━━━━━ GIVEN RECORDS

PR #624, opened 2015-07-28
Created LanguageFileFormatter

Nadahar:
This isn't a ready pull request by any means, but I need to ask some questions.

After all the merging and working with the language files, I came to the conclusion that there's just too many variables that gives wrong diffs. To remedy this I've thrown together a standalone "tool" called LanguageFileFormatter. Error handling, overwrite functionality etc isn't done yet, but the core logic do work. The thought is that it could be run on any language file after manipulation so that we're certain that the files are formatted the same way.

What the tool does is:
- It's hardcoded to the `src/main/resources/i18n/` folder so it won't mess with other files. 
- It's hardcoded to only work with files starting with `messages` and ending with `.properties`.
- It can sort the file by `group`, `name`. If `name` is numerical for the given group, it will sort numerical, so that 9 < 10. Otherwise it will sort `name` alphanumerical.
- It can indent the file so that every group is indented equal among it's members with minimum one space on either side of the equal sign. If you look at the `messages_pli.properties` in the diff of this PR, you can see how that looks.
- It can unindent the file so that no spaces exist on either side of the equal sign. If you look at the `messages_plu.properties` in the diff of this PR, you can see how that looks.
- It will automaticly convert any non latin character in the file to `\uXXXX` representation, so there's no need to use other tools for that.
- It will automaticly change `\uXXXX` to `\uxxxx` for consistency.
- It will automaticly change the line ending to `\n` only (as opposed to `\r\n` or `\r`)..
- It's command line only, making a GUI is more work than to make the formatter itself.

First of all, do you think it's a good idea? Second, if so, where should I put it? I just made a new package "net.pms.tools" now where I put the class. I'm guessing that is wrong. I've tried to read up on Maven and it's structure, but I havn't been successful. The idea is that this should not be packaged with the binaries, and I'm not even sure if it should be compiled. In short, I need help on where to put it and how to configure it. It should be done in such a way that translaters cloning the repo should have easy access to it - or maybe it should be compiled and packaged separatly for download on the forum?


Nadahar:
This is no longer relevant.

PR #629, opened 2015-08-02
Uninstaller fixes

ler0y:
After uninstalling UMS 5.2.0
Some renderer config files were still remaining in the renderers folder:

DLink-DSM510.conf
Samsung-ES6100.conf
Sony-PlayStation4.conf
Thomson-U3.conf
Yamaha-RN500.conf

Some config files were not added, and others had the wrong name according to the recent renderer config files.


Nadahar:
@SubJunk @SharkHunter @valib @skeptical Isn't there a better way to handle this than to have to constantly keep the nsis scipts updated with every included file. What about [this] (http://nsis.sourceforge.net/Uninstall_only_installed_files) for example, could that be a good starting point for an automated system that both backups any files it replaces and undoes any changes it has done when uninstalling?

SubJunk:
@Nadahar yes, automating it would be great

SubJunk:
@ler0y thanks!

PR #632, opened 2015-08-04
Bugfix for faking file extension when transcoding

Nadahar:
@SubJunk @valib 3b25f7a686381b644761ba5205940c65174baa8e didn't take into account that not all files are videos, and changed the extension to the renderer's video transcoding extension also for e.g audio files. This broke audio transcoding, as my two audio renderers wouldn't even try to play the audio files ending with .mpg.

━━━━━━━━━━

ACTIVITY:
Only those lines running from the one containing "done when uninstalling?" through the last line of the data above are to be copied, exactly, with both ends included.

SOLUTION TO THE PROBLEM:
@SubJunk @SharkHunter @valib @skeptical Isn't there a better way to handle this than to have to constantly keep the nsis scipts updated with every included file. What about [this] (http://nsis.sourceforge.net/Uninstall_only_installed_files) for example, could that be a good starting point for an automated system that both backups any files it replaces and undoes any changes it has done when uninstalling?

SubJunk:
@Nadahar yes, automating it would be great

SubJunk:
@ler0y thanks!

PR #632, opened 2015-08-04
Bugfix for faking file extension when transcoding

Nadahar:
@SubJunk @valib 3b25f7a686381b644761ba5205940c65174baa8e didn't take into account that not all files are videos, and changed the extension to the renderer's video transcoding extension also for e.g audio files. This broke audio transcoding, as my two audio renderers wouldn't even try to play the audio files ending with .mpg.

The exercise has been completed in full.